→ **What needs to be done**
Your answer should be the lines below from the one holding "PR #572, opened 2018-10-04" through the one holding "Well thinking further, the", copied exactly and with nothing else.

→ **Entries supplied**
BEGIN

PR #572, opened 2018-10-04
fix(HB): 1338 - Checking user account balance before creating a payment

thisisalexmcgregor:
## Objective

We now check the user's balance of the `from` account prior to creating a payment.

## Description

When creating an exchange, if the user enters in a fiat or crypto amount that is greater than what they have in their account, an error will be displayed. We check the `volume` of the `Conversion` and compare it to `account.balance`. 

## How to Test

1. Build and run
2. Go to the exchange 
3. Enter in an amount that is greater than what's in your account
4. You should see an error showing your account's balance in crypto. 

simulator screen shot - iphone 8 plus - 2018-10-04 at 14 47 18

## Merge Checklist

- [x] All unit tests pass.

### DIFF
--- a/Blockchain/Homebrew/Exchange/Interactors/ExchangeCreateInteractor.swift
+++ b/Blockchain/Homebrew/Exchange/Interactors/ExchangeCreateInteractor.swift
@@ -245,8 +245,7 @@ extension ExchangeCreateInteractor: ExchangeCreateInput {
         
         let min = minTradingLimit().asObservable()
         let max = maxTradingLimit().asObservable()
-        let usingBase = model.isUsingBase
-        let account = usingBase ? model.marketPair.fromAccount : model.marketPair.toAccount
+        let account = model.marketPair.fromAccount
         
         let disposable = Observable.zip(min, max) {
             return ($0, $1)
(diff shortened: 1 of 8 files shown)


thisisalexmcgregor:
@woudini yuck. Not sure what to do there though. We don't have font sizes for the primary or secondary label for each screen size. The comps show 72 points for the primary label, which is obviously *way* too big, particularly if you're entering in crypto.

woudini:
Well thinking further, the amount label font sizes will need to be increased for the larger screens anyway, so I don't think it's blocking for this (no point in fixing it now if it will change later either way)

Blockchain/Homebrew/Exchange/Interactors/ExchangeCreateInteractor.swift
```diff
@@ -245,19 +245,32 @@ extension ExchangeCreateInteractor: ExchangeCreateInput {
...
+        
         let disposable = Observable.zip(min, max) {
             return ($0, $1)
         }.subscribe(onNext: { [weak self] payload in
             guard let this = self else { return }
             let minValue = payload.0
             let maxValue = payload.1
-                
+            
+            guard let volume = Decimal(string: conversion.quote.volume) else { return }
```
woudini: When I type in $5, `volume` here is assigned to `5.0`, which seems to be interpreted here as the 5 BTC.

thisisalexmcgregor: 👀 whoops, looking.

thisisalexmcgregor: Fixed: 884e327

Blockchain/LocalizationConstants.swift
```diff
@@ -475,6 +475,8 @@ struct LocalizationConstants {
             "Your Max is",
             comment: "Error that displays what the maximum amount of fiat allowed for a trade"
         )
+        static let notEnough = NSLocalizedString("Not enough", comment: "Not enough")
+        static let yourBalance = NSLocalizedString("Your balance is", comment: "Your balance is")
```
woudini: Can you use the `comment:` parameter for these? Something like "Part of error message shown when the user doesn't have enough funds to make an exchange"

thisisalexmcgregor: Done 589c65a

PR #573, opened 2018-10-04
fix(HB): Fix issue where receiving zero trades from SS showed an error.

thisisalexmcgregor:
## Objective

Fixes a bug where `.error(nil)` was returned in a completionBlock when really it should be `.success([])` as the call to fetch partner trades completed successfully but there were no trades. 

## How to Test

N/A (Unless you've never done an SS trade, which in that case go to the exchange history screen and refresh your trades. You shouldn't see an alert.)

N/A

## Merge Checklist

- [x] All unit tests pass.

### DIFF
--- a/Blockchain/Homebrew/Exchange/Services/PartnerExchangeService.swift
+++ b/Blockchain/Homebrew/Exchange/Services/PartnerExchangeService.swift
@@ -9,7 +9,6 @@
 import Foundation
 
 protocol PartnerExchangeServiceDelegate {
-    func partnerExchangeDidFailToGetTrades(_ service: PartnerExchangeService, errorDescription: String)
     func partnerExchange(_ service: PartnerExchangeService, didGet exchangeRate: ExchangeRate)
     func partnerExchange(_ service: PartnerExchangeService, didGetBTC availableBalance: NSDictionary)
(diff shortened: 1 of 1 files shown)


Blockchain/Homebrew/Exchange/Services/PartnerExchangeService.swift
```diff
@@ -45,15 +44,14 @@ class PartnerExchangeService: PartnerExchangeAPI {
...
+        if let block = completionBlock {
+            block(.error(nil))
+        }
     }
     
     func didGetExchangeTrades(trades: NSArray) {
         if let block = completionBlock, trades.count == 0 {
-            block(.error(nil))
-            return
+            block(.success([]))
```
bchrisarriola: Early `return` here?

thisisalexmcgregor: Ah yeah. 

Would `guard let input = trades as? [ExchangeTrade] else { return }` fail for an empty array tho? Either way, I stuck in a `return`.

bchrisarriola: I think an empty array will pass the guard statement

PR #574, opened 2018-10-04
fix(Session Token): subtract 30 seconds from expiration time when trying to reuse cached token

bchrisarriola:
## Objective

END
BEGIN

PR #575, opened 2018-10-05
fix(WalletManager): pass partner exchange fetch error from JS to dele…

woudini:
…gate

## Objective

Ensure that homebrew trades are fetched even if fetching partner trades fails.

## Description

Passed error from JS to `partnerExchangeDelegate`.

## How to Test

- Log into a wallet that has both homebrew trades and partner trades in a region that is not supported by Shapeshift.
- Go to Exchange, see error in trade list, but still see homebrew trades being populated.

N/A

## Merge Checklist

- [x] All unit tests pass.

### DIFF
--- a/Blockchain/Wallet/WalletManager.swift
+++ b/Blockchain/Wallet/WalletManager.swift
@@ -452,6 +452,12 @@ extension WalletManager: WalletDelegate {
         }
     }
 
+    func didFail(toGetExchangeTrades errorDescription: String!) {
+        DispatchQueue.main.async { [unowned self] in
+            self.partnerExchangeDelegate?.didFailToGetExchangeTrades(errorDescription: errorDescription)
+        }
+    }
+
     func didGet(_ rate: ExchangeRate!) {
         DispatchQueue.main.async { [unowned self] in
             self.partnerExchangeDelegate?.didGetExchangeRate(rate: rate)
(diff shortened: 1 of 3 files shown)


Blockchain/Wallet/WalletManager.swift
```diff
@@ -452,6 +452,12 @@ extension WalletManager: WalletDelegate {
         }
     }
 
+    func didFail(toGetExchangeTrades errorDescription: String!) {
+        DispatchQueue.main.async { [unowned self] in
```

END

→ **Your solution**
PR #572, opened 2018-10-04
fix(HB): 1338 - Checking user account balance before creating a payment

thisisalexmcgregor:
## Objective

We now check the user's balance of the `from` account prior to creating a payment.

## Description

When creating an exchange, if the user enters in a fiat or crypto amount that is greater than what they have in their account, an error will be displayed. We check the `volume` of the `Conversion` and compare it to `account.balance`. 

## How to Test

1. Build and run
2. Go to the exchange 
3. Enter in an amount that is greater than what's in your account
4. You should see an error showing your account's balance in crypto. 

simulator screen shot - iphone 8 plus - 2018-10-04 at 14 47 18

## Merge Checklist

- [x] All unit tests pass.

### DIFF
--- a/Blockchain/Homebrew/Exchange/Interactors/ExchangeCreateInteractor.swift
+++ b/Blockchain/Homebrew/Exchange/Interactors/ExchangeCreateInteractor.swift
@@ -245,8 +245,7 @@ extension ExchangeCreateInteractor: ExchangeCreateInput {
         
         let min = minTradingLimit().asObservable()
         let max = maxTradingLimit().asObservable()
-        let usingBase = model.isUsingBase
-        let account = usingBase ? model.marketPair.fromAccount : model.marketPair.toAccount
+        let account = model.marketPair.fromAccount
         
         let disposable = Observable.zip(min, max) {
             return ($0, $1)
(diff shortened: 1 of 8 files shown)


thisisalexmcgregor:
@woudini yuck. Not sure what to do there though. We don't have font sizes for the primary or secondary label for each screen size. The comps show 72 points for the primary label, which is obviously *way* too big, particularly if you're entering in crypto.

woudini:
Well thinking further, the amount label font sizes will need to be increased for the larger screens anyway, so I don't think it's blocking for this (no point in fixing it now if it will change later either way)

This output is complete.